## Work to be completed
Your answer must hold only the lines below from the line containing "Issue #1227, opened 2020-03-12" through the line containing "Good explanation of", each reproduced exactly.

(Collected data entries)
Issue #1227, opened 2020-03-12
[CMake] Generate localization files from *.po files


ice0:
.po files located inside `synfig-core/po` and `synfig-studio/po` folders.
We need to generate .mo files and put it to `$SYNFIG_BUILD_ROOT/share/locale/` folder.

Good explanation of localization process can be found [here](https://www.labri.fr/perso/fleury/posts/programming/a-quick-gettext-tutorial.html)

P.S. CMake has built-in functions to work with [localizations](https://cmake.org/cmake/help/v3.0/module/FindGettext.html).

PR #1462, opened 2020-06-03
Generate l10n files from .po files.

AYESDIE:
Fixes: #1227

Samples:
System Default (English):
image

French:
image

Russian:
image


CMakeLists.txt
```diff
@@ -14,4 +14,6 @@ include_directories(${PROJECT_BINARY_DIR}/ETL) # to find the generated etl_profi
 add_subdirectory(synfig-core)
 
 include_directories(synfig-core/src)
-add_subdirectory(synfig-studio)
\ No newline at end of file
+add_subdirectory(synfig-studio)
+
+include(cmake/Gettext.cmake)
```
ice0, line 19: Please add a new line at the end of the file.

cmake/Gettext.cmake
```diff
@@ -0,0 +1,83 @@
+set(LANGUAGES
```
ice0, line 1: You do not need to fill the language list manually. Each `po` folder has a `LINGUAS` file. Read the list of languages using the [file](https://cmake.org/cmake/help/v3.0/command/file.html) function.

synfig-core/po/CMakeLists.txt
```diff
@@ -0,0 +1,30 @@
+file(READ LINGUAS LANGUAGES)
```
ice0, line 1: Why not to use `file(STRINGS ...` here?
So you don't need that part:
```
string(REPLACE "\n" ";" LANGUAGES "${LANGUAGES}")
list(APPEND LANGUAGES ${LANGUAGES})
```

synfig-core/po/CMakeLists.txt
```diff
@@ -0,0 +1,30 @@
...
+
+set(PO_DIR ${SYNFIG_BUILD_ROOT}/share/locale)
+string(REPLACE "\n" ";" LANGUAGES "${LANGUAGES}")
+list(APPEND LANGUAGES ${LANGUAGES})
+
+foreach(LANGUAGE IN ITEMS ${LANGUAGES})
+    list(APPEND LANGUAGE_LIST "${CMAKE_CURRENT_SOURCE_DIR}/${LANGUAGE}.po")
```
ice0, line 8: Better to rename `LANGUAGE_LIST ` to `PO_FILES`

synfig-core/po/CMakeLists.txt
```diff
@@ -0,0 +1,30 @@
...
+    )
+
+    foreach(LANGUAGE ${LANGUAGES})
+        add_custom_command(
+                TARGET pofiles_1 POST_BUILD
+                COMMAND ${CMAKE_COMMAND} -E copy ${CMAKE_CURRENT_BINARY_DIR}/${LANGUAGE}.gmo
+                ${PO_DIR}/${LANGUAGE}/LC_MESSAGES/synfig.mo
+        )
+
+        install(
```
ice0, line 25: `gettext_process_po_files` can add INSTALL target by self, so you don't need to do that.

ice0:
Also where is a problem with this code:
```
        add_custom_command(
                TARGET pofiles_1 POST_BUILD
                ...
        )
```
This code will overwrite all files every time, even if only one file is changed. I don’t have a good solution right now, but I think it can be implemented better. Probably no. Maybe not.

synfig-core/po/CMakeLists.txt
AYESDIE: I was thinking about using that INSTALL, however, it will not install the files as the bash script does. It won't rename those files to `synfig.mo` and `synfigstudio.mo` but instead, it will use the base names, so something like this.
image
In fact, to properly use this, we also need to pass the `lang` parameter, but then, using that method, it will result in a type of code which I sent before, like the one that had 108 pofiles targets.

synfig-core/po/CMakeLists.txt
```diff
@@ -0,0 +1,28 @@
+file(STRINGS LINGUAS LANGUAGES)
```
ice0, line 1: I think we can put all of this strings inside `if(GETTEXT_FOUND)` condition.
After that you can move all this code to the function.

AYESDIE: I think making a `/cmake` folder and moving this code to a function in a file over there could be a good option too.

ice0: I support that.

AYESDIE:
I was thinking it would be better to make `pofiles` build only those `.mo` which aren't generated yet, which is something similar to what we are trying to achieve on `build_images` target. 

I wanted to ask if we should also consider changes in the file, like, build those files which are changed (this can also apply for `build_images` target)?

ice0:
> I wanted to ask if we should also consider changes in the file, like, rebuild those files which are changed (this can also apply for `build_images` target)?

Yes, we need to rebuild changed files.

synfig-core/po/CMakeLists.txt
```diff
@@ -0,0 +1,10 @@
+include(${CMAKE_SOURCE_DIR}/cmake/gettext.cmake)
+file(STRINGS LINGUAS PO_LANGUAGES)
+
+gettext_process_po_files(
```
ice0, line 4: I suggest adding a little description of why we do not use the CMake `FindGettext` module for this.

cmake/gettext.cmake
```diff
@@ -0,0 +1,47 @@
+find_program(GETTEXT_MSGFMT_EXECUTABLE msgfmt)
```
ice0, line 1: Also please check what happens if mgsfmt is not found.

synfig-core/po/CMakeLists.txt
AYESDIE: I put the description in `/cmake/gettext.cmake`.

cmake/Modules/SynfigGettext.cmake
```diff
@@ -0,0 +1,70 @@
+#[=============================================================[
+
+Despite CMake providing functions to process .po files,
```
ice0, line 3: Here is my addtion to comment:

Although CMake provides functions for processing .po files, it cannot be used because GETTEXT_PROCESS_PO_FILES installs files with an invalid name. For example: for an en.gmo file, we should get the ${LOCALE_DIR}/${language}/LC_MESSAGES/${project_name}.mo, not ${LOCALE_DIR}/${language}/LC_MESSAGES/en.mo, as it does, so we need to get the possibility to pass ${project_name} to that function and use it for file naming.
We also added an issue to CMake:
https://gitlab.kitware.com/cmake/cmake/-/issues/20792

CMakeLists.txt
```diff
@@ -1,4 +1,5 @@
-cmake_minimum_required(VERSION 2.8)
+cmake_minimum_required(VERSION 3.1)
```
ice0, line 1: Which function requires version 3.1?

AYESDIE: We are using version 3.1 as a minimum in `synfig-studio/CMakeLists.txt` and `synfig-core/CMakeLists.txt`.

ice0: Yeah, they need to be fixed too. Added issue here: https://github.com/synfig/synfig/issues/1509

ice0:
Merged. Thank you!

* * *

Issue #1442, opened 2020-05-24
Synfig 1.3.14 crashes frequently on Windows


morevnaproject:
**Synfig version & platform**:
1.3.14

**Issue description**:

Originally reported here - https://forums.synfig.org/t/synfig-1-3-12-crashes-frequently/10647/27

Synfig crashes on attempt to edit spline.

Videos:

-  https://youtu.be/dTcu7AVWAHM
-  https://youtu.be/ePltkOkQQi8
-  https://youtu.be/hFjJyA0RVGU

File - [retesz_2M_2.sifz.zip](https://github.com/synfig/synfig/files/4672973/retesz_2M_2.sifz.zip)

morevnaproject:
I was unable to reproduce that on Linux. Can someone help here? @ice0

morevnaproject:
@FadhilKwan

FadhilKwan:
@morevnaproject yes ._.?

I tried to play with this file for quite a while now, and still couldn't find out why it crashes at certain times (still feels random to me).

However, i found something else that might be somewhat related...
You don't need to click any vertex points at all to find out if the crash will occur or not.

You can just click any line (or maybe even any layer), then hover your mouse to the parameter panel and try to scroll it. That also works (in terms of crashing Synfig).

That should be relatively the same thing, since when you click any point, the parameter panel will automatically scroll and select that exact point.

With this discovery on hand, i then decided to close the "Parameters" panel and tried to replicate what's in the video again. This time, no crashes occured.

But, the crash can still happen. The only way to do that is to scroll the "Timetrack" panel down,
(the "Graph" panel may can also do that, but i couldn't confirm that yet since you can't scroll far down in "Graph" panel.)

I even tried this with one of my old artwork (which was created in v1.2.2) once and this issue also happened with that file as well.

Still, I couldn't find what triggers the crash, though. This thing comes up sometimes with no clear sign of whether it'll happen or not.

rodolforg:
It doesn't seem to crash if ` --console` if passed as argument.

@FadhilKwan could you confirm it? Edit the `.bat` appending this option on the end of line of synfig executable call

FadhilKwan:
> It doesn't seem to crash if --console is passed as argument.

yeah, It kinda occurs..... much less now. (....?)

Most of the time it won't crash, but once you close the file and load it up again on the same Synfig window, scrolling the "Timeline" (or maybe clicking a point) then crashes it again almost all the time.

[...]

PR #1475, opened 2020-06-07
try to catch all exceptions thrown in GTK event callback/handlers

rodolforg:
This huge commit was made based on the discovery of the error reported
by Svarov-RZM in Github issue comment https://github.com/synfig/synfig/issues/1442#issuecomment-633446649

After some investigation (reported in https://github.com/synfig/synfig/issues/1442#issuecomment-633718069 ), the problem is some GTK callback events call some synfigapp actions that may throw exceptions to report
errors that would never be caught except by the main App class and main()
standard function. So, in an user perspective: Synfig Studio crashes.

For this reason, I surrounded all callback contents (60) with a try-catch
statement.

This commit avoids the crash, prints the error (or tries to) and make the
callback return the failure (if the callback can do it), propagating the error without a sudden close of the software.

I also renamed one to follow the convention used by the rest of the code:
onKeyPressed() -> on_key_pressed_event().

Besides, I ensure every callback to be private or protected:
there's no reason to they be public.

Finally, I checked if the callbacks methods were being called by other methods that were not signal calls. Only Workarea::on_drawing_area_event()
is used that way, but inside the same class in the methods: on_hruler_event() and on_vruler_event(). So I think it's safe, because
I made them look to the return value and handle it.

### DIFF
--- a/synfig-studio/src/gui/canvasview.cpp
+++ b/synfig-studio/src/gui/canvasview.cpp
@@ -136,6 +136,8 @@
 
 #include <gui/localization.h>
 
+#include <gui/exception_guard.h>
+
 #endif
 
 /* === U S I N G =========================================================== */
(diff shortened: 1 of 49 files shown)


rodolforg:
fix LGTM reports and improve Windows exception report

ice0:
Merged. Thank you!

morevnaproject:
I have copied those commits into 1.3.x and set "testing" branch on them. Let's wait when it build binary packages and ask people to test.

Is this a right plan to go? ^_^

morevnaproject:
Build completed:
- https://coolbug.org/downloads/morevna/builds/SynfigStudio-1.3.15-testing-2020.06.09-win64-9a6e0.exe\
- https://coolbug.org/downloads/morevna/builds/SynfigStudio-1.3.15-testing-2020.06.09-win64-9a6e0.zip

## Task answer
Issue #1227, opened 2020-03-12
[CMake] Generate localization files from *.po files


ice0:
.po files located inside `synfig-core/po` and `synfig-studio/po` folders.
We need to generate .mo files and put it to `$SYNFIG_BUILD_ROOT/share/locale/` folder.

Good explanation of localization process can be found [here](https://www.labri.fr/perso/fleury/posts/programming/a-quick-gettext-tutorial.html)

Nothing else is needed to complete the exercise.